**Task requirements**
For the word "think", work out how many lines in the records below contain it and state that count alone.

(Stored items)
* * * * *

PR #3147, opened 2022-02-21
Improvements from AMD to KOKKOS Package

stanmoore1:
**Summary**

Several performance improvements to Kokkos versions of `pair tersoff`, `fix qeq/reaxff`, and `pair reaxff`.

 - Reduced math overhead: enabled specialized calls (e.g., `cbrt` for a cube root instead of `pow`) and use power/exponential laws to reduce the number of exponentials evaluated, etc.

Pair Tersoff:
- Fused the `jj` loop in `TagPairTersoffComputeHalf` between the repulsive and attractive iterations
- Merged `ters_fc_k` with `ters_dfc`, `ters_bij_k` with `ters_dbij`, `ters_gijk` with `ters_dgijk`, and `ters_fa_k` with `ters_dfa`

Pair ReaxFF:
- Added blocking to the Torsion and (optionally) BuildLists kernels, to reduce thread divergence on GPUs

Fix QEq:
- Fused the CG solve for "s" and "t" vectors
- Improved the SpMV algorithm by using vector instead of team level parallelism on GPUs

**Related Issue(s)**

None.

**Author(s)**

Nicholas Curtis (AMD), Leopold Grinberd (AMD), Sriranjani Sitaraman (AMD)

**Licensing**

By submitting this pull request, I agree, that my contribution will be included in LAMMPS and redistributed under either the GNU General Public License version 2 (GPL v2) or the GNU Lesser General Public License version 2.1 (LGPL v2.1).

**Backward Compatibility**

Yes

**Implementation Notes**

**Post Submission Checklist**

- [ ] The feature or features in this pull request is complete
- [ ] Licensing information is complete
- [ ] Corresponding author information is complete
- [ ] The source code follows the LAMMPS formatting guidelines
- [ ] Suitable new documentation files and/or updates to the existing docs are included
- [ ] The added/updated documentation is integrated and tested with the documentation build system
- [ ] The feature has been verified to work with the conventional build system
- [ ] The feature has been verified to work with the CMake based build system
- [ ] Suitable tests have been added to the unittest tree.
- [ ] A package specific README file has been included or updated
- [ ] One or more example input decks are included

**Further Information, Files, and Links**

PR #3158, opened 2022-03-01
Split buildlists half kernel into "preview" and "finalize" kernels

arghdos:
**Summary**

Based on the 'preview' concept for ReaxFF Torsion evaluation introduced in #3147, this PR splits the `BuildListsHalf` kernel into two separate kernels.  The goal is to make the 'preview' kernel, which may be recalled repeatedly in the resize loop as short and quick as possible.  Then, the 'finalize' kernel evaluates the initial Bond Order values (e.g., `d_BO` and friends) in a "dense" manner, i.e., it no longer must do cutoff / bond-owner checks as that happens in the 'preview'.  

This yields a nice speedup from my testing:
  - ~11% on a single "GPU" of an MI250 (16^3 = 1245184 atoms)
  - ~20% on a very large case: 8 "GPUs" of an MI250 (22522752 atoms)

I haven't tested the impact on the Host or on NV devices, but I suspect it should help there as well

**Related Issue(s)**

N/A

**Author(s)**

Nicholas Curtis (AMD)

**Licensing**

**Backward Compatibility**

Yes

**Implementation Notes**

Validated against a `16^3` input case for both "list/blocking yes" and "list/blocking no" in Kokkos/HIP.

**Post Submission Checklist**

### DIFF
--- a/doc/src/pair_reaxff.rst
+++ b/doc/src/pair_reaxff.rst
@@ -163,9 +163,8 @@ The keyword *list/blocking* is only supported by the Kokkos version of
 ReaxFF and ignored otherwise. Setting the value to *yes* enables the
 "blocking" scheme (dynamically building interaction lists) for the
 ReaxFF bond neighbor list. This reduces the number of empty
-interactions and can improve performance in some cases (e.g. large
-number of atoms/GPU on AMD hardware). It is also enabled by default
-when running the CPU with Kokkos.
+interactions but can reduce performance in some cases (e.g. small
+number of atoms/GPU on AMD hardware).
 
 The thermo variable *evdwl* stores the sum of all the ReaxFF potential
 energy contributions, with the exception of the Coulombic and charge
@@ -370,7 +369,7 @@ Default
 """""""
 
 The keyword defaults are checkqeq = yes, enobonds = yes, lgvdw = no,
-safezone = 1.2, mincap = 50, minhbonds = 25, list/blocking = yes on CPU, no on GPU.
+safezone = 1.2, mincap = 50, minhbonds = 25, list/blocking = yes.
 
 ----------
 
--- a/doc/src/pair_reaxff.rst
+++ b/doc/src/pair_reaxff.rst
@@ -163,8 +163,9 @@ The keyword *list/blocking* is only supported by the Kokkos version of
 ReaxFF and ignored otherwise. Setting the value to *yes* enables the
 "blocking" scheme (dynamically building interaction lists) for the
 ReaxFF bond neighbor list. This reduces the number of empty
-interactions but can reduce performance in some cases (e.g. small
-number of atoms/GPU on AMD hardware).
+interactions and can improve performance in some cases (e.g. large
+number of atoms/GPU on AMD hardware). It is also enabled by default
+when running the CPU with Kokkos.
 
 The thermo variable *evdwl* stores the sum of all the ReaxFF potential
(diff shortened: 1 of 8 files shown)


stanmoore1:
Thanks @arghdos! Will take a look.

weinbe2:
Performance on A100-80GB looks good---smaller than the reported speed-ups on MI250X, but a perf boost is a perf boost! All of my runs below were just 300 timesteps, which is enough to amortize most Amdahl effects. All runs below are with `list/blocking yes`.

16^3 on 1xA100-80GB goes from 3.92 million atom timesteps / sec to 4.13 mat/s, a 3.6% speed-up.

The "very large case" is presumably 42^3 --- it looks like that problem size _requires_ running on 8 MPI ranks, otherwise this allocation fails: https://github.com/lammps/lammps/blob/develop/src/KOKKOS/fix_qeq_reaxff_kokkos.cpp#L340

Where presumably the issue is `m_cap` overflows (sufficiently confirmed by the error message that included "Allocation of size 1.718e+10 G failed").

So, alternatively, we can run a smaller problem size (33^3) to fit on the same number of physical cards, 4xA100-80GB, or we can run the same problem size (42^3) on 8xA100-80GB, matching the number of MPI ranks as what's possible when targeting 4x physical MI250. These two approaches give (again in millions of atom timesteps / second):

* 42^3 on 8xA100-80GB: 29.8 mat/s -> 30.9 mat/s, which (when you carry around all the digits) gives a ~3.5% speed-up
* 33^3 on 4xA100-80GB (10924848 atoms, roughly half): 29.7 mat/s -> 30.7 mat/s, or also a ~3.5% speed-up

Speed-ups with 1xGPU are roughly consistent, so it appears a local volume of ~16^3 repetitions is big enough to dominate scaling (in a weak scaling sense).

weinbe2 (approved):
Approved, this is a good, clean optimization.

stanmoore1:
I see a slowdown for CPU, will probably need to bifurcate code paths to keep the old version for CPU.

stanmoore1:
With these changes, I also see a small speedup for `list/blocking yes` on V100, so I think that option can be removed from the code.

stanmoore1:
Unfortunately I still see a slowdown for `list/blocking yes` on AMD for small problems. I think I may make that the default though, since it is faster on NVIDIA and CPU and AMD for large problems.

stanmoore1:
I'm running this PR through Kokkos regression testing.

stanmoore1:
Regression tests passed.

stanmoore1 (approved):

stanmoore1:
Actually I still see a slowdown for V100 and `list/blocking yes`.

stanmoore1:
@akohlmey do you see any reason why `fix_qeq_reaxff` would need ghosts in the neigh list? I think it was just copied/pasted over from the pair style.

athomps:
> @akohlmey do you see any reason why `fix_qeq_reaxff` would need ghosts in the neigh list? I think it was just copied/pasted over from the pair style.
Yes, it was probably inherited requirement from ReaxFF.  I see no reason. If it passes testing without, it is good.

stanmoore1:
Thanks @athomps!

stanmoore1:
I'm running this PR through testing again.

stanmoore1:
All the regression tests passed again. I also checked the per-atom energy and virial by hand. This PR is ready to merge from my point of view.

* * * * *

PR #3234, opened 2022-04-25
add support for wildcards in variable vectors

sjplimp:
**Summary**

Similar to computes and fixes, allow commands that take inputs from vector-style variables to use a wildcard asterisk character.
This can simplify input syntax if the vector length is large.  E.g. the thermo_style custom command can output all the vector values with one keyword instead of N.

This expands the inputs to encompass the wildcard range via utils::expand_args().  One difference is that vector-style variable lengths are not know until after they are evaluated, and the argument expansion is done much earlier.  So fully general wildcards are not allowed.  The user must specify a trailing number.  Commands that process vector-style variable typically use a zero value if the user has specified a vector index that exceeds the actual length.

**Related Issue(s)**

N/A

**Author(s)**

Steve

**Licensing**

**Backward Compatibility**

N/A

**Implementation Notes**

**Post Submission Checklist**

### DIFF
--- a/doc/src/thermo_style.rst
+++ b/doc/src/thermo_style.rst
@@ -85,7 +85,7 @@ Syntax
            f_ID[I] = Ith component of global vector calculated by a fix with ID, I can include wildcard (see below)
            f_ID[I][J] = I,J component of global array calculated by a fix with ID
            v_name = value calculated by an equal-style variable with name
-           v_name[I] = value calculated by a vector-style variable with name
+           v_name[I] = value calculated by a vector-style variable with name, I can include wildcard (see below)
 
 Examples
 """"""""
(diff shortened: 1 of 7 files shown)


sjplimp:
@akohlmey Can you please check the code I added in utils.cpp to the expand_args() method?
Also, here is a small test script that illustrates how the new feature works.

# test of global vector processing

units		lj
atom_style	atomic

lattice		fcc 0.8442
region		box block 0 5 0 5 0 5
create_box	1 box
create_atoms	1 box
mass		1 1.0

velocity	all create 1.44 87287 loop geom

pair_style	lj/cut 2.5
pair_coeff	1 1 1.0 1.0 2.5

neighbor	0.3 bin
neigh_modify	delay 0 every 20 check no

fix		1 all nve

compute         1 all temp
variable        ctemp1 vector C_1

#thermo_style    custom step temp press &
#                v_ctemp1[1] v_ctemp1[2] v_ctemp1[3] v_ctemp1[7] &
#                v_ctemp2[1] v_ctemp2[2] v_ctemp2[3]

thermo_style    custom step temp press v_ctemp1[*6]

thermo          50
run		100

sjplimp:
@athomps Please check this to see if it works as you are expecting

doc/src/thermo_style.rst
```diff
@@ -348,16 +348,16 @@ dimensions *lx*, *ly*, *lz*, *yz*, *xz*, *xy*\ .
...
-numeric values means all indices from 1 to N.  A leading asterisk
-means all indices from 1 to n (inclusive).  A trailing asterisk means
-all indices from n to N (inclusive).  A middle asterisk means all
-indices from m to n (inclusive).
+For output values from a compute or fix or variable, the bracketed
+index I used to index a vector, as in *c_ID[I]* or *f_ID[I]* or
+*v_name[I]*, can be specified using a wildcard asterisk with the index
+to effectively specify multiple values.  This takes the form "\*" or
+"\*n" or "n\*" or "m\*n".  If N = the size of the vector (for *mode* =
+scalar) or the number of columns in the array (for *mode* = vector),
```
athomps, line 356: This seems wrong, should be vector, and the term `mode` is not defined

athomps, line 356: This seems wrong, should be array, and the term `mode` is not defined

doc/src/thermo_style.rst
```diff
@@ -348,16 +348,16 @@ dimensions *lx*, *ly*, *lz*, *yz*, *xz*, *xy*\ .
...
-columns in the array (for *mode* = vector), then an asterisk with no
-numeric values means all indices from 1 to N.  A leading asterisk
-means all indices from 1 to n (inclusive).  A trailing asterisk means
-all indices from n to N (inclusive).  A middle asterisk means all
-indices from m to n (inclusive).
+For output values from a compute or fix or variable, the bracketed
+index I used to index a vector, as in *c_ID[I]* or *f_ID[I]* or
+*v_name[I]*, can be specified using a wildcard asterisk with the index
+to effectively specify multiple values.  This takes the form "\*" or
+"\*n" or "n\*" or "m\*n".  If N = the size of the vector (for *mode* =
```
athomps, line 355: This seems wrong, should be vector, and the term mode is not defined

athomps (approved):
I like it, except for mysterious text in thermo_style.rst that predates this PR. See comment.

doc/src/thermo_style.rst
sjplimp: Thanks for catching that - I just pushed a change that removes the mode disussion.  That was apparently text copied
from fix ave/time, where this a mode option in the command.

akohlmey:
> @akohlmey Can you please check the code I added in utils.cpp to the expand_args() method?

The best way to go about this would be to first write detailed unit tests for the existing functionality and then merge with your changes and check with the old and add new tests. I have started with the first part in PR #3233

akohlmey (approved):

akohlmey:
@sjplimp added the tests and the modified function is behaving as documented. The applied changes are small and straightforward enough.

* * * * *

**Result of the exercise**
4